Jungerius, at Genetwister, says there are great expectations in the field of sequencing. “Right now, generating sequencing data is fairly simple and we’re able to obtain much larger amounts than we were ten years ago. But it’s still a bit like finding a needle in the haystack. Identifying the relevant genetic basis for profitable traits remains a big challenge,” Jungerius says. She stresses that new techniques such as the use of molecular markers will always remain supplementary to plant breeding. “It’s not as if plant breeding will soon only take place on computers. You still have to go out into the field or the greenhouse to see and select the plants, which are the end products of genetics and their environment.”

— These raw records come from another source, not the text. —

PR #3, opened 2017-08-07
DM-11041: Implement simple DIAObject to DIASource matching algorithm and flesh out DIACollection

morriscb:


tests/test_dia_collection.py
```diff
@@ -0,0 +1,172 @@
...
+
+    def test_append_and_update(self):
+        """ Test that we can add a new DIAObject to an existing
+        DIAObjectCollection.
+        """
+        obj_list = create_test_dia_objects(1, 1, 0.1)
+        obj_collection = DIAObjectCollection(obj_list)
+
+        new_dia_obj = create_test_dia_objects(1, 1, 0.1, 1, 0.1)[0]
+        obj_collection.append(new_dia_obj)
```
parejkoj: If you use `extend` here, you don't have to take the first element above.

tests/test_dia_collection.py
```diff
@@ -0,0 +1,172 @@
...
+        self.assertFalse(obj_collection.is_updated)
+        self.assertFalse(obj_collection.is_valid_tree)
+
+        obj_collection.update_dia_objects()
+        self.assertTrue(obj_collection.is_updated)
```
parejkoj: Put another `self.assertFalse(obj_collection.is_valid_tree)` right here?

tests/test_dia_collection.py
```diff
@@ -0,0 +1,172 @@
...
+        obj_collection.update_spatial_tree()
+        self.assertTrue(obj_collection.is_valid_tree)
+
+        self.assertEqual(len(obj_collection.get_dia_object_ids()), 2)
```
parejkoj: These two lines should just be `self.assertEqual(obj_collection.get_dia_object_ids(), [1,2])`, no?

tests/test_dia_collection.py
```diff
@@ -0,0 +1,172 @@
...
+        This also tests that a DIASource that can't be associated within
+        tolerance is addpended to the DIAObjectCollection as a new
+        DIAObject.
+        """
+        obj_collection = DIAObjectCollection(
+            create_test_dia_objects(4, 1, -1))
+        src_cat = create_test_dia_sources(5)
+        for src_idx, src in enumerate(src_cat):
+            edit_source_record(
+                src, src_idx + 4, 0.1 * src_idx, 0.1 * src_idx, -1)
```
parejkoj: Again, if you're going to split the args on new lines, do them all (and you shouldn't have to for this one)

tests/test_dia_collection.py
```diff
@@ -0,0 +1,172 @@
...
+
+        self.assertEqual(len(obj_collection.get_dia_object_ids()), 2)
+        self.assertEqual(obj_collection.get_dia_object(1).get('id'), 1)
+
+    def test_score_and_match(self):
+        """ Test association between a set of sources and an existing
+        DIAObjectCollection.
+
+        This also tests that a DIASource that can't be associated within
+        tolerance is addpended to the DIAObjectCollection as a new
```
parejkoj: addpended?

tests/test_dia_collection.py
```diff
@@ -0,0 +1,172 @@
...
+        src_cat = create_test_dia_sources(5)
+        for src_idx, src in enumerate(src_cat):
+            edit_source_record(
+                src, src_idx + 4, 0.1 * src_idx, 0.1 * src_idx, -1)
+        score_struct = obj_collection.score(
+            src_cat,  afwGeom.Angle(1.0, units=afwGeom.arcseconds))
+
+        self.assertFalse(np.isfinite(score_struct.scores[-1]))
+        for src_idx in range(4):
+            self.assertAlmostEqual(score_struct.scores[src_idx], 0.0,
```
parejkoj: Why shouldn't they be identically zero?

tests/test_dia_collection.py
```diff
@@ -0,0 +1,172 @@
...
+                                   places=9)
+
+        updated_indices = obj_collection.match(src_cat, score_struct)
+        self.assertEqual(len(obj_collection.dia_objects), 5)
+
+        for idx, obj_id in enumerate(obj_collection.get_dia_object_ids()):
+            self.assertEqual(idx, updated_indices[idx])
+            if idx != 4:
```
parejkoj: Why is `idx==4` different?

tests/test_dia_collection.py
```diff
@@ -0,0 +1,172 @@
...
+
+class MemoryTester(lsst.utils.tests.MemoryTestCase):
+    pass
+
+
+def setup_module(module):
+    lsst.utils.tests.init()
+
+if __name__ == "__main__":
+
```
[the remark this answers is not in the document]
timj: Also not PEP8 compliant.

timj:
There are quite a few PEP8 violations in the file. Maybe some of them were always there but given the amount of code changing can we fix them? And since we are fixing them, please add a `setup.cfg` to enable flake8 tests and enable test auto discovery.

timj:
There are quite a few PEP8 violations in the file. Maybe some of them were always there but given the amount of code changing can we fix them? And since we are fixing them, please add a `setup.cfg` to enable flake8 tests and enable test auto discovery.

python/lsst/ap/association/dia_collection.py
```diff
@@ -22,9 +22,13 @@
...
 
-from scipy.spatial import cKDtree
+import numpy as np
+from scipy.spatial import cKDTree
 
-import .dia_object
+import lsst.afw.table as afwTable
+import lsst.pipe.base as pipeBase
+
+from .dia_object import *
```
timj: Usually we don't allow wildcard imports into a non-`__init__`.py.

timj:
There are at least two real bugs found by flake8:
```
./python/lsst/ap/association/dia_collection.py:268:52: E712 comparison to False should be 'if cond is False:' or 'if not cond:'
./python/lsst/ap/association/dia_object.py:192:15: F821 undefined name 'NotImplimentedError'
```

python/lsst/ap/association/dia_collection.py
```diff
@@ -168,18 +195,35 @@ def score(self, dia_source_catalog, max_dist_arcsec):
...
+        lsst.pipe.base.struct
+            Contains two arrays: scores DIAObjects, indices of DIAObject
+            mached to.
         """
-        pass
+        if not self._is_valid_tree:
+            self.update_spatial_tree()
+
+        scores = np.ones(len(dia_source_catalog)) * np.nan
+        obj_indices = (np.ones(len(dia_source_catalog), dtype=np.int) *
```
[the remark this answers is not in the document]
timj: I think so that it can break over a new line without a backslash.

python/lsst/ap/association/association.py
```diff
@@ -0,0 +1,34 @@
...
+# This program is distributed in the hope that it will be useful,
+# but WITHOUT ANY WARRANTY; without even the implied warranty of
+# MERCHANTABILITY or FITNESS FOR A PARTICULAR PURPOSE.  See the
+# GNU General Public License for more details.
+#
+# You should have received a copy of the LSST License Statement and
+# the GNU General Public License along with this program.  If not,
+# see <http://www.lsstcorp.org/LegalNotices/>.
+#
+
```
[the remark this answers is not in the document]
morriscb: For my future reference this is something that should be included in every file yes?

python/lsst/ap/association/association.py
```diff
@@ -0,0 +1,34 @@
...
+__all__ = ["AssociationConfig", "AssociationTask"]
+
+import lsst.pex.config as pexConfig
+import lsst.pipe.base as pipeBase
+
+class AssociationConfig(pexConfig.Config):
+    pass
+
+
+class AssociationTask(pipeBase.Task):
```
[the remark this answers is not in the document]
morriscb: For now it is just a stub. The ticket to complete the class is DM-11747.

python/lsst/ap/association/dia_collection.py
```diff
@@ -115,24 +133,33 @@ def update_dia_objects(self, force=False):
                 dia_object.update()
                 self._is_valid_tree = False
 
-        self._is_updated
+        self._is_updated = True
 
-        return None
+        return self._is_updated
```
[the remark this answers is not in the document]
morriscb: Yes it is. I want this variable to reflect the whether this method was run or not.

python/lsst/ap/association/dia_collection.py
```diff
@@ -188,15 +232,51 @@ def match(self, dia_source_catalog, scores):
...
-        pass
+
+        used_dia_object = np.zeros(len(self.dia_objects), dtype=np.bool)
+        used_dia_source = np.zeros(len(dia_source_catalog), dtype=np.bool)
+
+        n_previous_objects = len(self.dia_objects)
+
+        updated_and_new_dia_objects = []
+
+        score_args = score_struct.scores.argsort(axis=None)
```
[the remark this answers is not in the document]
morriscb: Comment added.

python/lsst/ap/association/dia_collection.py
```diff
@@ -188,15 +232,51 @@ def match(self, dia_source_catalog, scores):
...
+        for score_idx in score_args:
+            if not np.isfinite(score_struct.scores[score_idx]):
+                break
```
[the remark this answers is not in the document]
morriscb: It should be break. Because of the sort all of the values past the first NaN are also NaN so we don't need to loop over them. I have added a comment to reflect this.

python/lsst/ap/association/dia_collection.py
```diff
@@ -188,15 +232,51 @@ def match(self, dia_source_catalog, scores):
...
+            used_dia_source[score_idx] = True
+            updated_and_new_dia_objects.append(
+                score_struct.indices[score_idx])
+
+            self.dia_objects[
+                score_struct.indices[score_idx]].append_dia_source(
+                    dia_source_catalog[score_idx])
+
+        n_new_objects = 0
+        for src_idx in np.argwhere(used_dia_source == False).flatten():
```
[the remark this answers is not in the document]
morriscb: numpy argwhere returns, in this case, an array of shape (N, 1) instead of (N,). This is the reason for the flatten. I've removed the flatten and written

    for (src_idx,) in np.argwhere(used_dia_source == False):

hopefully this is more clear.

tests/test_dia_collection.py
morriscb: I've changed this to len(dia_objects) - 1 and added a comment explaining why this index is special.

tests/test_dia_collection.py
morriscb: They should be. I'm being a bit cautious here as I don't want to assert that two floats be identically equal. If I don't need to be I am happy to change it.

tests/test_dia_collection.py
morriscb: dia_collection here is not a list object and does not have an extend method. Are you suggesting implementing such a method within DIAObjectCollection?

tests/test_dia_collection.py
```diff
@@ -0,0 +1,172 @@
...
+    """ Create DIAObjects with a specified number of DIASources attached.
+
+    Parameters
+    ----------
+    n_objects : int
+        Number of DIAObjects to generate.
+    n_src : int
+        Number of DIASources to generate for each DIAObject.
+    scatter_arcsec : float
+        Scatter to add to the position of each DIASource.
```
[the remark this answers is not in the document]
morriscb: Doc strings added. I'm a bit hesitant to make these Angles as I do just use the float random number generator from numpy for the scatter. It makes a bit more sense to me to just add the floats up and convert to a Angle in the editing of the coordinate for the sources.

tests/test_dia_collection.py
```diff
@@ -0,0 +1,172 @@
...
+    Returns
+    -------
+    A list of DIAObjects
+    """
+    output_dia_objects = []
+    for obj_idx in range(n_objects):
+        src_cat = create_test_dia_sources(n_src)
+        for src_idx in range(n_src):
+            edit_source_record(
+                src_cat[src_idx], start_id + n_src * obj_idx + src_idx,
```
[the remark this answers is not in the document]
morriscb: Moved the statements to one line per variable.

tests/test_dia_collection.py
```diff
@@ -0,0 +1,172 @@
...
+                start_angle_degrees + 0.1 * obj_idx,
+                start_angle_degrees + 0.1 * obj_idx,
+                scatter_arcsec)
+        output_dia_objects.append(DIAObject(src_cat))
+    return output_dia_objects
+
+
+def edit_source_record(src, src_id, ra_degrees, dec_degrees, scatter_arcsec):
+    """ Edit the center coordinate and id of a source record in place.
```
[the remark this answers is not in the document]
morriscb: Would you accept "edit_and_scatter_source_record"?

tests/test_dia_collection.py
```diff
@@ -0,0 +1,172 @@
...
+    id : int
+        Integer value to set the record id to.
+    ra_degrees : float
+        RA value to set the record coordinate to.
+    dec_degrees : float
+        DEC value to set the record coordinate to.
+    scatter_arcsec : float
+        Arcsecond scatter to add to the position of the source record coord.
+    """
+    coord = Coord(afwGeom.Angle(ra_degrees, units=afwGeom.degrees),
```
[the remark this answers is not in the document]
morriscb: I'm a bit okay with this as is. As I stated previously it feels a bit awkward to input an Angle only to get the float to use with numpy.random and then convert back to an Angle.

python/lsst/ap/association/dia_collection.py
morriscb: Also, I don't quite know what you mean be "setup.cfg", Tim. Is this a file I should add to the repository somewhere? If so is there an example you can link me to, please?

python/lsst/ap/association/association.py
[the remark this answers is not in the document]
parejkoj: Yes, module-level docstrings should always exist, even if they are just a sentence:

https://developer.lsst.io/docs/py_docs.html#modules

python/lsst/ap/association/association.py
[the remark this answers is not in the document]
parejkoj: Put that that ticket as a TODO in the class docstring then.

python/lsst/ap/association/dia_collection.py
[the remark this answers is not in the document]
parejkoj: Ah, I see. A comment to that effect would be good.

python/lsst/ap/association/dia_collection.py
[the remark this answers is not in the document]
parejkoj: Oh, interesting. I think that's worth a very short comment.

tests/test_dia_collection.py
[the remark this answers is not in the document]
parejkoj: That's fair on the angles. At least the names make it clear, and it's only for the tests.

tests/test_dia_collection.py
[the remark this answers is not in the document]
parejkoj: Sure, that works.

tests/test_dia_collection.py
parejkoj: Oh, I thought it was a list. Oh well!

python/lsst/ap/association/dia_collection.py
```diff
@@ -168,18 +197,38 @@ def score(self, dia_source_catalog, max_dist_arcsec):
...
+            * scores: array of floats of match quality
+            * indices: index in DIAObjectCollection that source matched to
+            Default values for these arrays are NaN and the number of
+            DIAObjects in this collection, respectively.
         """
-        pass
+        if not self._is_valid_tree:
+            self.update_spatial_tree()
+
+        scores = np.ones(len(dia_source_catalog)) * np.nan
```
parejkoj: If you're just making an array of NaNs, use `np.empty`, since you don't need to initialize it.

morriscb: I need the the NaNs to have a positive sign so that they end up at the end of a sort. I'd like to keep this then, unless there is a way to do this with np.empty

parejkoj: Per our conversation, NaN isn't signed, and what you really want is `np.inf`(or the negative thereof).

tests/test_dia_collection.py
parejkoj: It's up to you: if you expect that the above items really should have a score of zero, then use exact equality. If you think they should have "very small" scores, then leave it as is.

python/lsst/ap/association/dia_collection.py
parejkoj: @morriscb your reply is to the wrong comment of @timj : I think you meant to reply to his comment just above, re: adding setup.cfg.

Unfortunately, @timj it looks like DM-10493 was closed Won't Fix, so I don't know where the documentation for configuring auto-flake8 actually lives...

timj: It would be great if you could enable flake8 testing in this package. You do that by copying a `setup.cfg` from another package (until I update the dev guide). Something like this is fine:
```
[flake8]
max-line-length = 110
ignore = E133, E226, E228, N802, N803, N806
exclude = __init__.py

[tool:pytest]
addopts = --flake8
flake8-ignore = E133 E226 E228 N802 N803 N806
```
Then you enable pytest auto discovery in `tests/SConscript` by adding `pyList=[]` to the `tests()` method.

tests/test_dia_collection.py
morriscb: I'll change it to identical then.

python/lsst/ap/association/dia_collection.py
morriscb: Hi @timj, I tried this and I get "scons: Nothing to be done for `tests'." when using pyList=[] in the tests() method. When I remove this, scons then performs the tests. Could you take a look at the current version that I committed, please, and let me know what is missing? I Copied your text above and put it into setup.cfg in the root directory of the repository.

tests/test_dia_collection.py
morriscb: After testing this, the value is not identically zero (it's of order 1e-19). I've changed the test back to assertAlmostEqual(value1, value2, places=16). I've also added a comment stating that this value should be really close to 0.0 but not identical.

python/lsst/ap/association/dia_collection.py
timj: Are you running with an old weekly? You need current master or weekly _35.

morriscb: Thanks @timj, everything works now and comes up "green".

Phenotyping gains importance
We are steadily gaining more insight into the genetic makeup of plants. It has become relatively cheap to generate unlimited numbers of genetic markers. Therefore, it is all the more important to accurately determine which traits the industry is interested in. Hence the growth of phenotyping (measuring traits and physical characteristics). Only if a phenotype is reliably established in a population is it possible to use marker technology to identify the genetic location and the genes behind this phenotype. KeyGene and the German company LemnaTec have jointly invested in a state-of-the-art phenotyping facility in Wageningen called PhenoFab. There, hundreds of plants a day can be phenotyped automatically. The precision with which this is done enables researchers to discover the relationships that breeders have difficulty detecting in the field.